Task to complete »
Using the records below, write out again exactly the lines that begin at the line containing "for this release." and end at the line containing "EdDSA should be", and no other lines.

Exercise data »
════════════════
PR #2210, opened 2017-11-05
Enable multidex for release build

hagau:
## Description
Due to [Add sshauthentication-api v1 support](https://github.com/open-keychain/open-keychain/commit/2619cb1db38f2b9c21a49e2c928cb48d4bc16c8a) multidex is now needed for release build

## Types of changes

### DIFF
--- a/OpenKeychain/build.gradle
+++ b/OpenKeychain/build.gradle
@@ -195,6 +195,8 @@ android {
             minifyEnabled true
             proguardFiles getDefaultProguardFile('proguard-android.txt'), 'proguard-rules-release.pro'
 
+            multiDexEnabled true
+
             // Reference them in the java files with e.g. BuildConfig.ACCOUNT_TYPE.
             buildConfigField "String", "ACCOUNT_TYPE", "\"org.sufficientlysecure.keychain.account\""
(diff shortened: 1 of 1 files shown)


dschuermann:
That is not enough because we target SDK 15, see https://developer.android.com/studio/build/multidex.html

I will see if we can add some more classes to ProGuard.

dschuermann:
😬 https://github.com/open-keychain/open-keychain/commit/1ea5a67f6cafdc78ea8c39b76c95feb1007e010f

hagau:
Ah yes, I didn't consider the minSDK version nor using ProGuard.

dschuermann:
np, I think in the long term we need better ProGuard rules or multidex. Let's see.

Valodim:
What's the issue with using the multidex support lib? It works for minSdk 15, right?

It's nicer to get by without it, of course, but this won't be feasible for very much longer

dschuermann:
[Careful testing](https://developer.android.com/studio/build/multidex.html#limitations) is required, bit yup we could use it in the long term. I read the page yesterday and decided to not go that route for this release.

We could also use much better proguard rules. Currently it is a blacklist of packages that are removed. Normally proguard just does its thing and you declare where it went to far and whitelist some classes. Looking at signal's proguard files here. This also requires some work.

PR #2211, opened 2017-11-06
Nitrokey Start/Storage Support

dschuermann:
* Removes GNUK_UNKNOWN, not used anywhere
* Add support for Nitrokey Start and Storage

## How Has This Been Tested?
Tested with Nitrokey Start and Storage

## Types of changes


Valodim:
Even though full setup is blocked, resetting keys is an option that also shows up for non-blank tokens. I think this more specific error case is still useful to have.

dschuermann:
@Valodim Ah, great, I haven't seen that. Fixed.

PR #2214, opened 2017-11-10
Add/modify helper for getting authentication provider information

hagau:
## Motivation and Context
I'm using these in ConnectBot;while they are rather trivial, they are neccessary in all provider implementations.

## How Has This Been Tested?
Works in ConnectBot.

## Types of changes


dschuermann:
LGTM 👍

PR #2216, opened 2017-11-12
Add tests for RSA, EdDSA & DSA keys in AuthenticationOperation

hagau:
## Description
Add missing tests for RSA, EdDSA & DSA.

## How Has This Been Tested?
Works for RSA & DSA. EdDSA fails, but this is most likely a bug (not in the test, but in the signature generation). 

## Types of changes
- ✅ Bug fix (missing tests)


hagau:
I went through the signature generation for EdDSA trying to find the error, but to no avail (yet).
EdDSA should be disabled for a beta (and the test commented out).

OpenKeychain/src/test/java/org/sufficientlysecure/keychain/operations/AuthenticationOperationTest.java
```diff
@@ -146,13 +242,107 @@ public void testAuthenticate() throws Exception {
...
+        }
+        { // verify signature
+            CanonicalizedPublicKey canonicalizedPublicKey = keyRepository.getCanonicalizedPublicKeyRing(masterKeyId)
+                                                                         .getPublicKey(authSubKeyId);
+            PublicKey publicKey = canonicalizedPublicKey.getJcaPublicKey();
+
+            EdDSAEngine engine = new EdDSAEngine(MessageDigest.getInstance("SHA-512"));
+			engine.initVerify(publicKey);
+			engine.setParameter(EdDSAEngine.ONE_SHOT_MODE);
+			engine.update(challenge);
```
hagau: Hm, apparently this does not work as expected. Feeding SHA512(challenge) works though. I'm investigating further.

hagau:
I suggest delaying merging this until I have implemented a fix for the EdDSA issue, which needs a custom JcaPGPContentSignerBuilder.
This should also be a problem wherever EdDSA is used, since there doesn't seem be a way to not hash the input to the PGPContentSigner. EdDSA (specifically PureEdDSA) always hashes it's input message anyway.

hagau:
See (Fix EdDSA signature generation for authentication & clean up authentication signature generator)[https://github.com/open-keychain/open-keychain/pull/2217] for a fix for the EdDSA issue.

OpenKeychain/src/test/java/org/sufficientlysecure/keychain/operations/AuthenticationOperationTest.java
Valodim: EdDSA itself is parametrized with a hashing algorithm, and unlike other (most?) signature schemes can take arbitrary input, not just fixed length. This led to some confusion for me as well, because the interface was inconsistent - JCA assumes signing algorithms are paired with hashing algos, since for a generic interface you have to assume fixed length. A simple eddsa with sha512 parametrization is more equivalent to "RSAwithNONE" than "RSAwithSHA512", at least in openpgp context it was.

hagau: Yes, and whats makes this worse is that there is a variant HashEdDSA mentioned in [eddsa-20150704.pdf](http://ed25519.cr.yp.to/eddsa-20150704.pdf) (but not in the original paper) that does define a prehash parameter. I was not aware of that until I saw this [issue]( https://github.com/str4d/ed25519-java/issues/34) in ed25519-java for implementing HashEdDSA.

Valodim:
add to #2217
════════════════
Answer to this exercise »
[Careful testing](https://developer.android.com/studio/build/multidex.html#limitations) is required, bit yup we could use it in the long term. I read the page yesterday and decided to not go that route for this release.

We could also use much better proguard rules. Currently it is a blacklist of packages that are removed. Normally proguard just does its thing and you declare where it went to far and whitelist some classes. Looking at signal's proguard files here. This also requires some work.

PR #2211, opened 2017-11-06
Nitrokey Start/Storage Support

dschuermann:
* Removes GNUK_UNKNOWN, not used anywhere
* Add support for Nitrokey Start and Storage

## How Has This Been Tested?
Tested with Nitrokey Start and Storage

## Types of changes


Valodim:
Even though full setup is blocked, resetting keys is an option that also shows up for non-blank tokens. I think this more specific error case is still useful to have.

dschuermann:
@Valodim Ah, great, I haven't seen that. Fixed.

PR #2214, opened 2017-11-10
Add/modify helper for getting authentication provider information

hagau:
## Motivation and Context
I'm using these in ConnectBot;while they are rather trivial, they are neccessary in all provider implementations.

## How Has This Been Tested?
Works in ConnectBot.

## Types of changes


dschuermann:
LGTM 👍

PR #2216, opened 2017-11-12
Add tests for RSA, EdDSA & DSA keys in AuthenticationOperation

hagau:
## Description
Add missing tests for RSA, EdDSA & DSA.

## How Has This Been Tested?
Works for RSA & DSA. EdDSA fails, but this is most likely a bug (not in the test, but in the signature generation). 

## Types of changes
- ✅ Bug fix (missing tests)


hagau:
I went through the signature generation for EdDSA trying to find the error, but to no avail (yet).
EdDSA should be disabled for a beta (and the test commented out).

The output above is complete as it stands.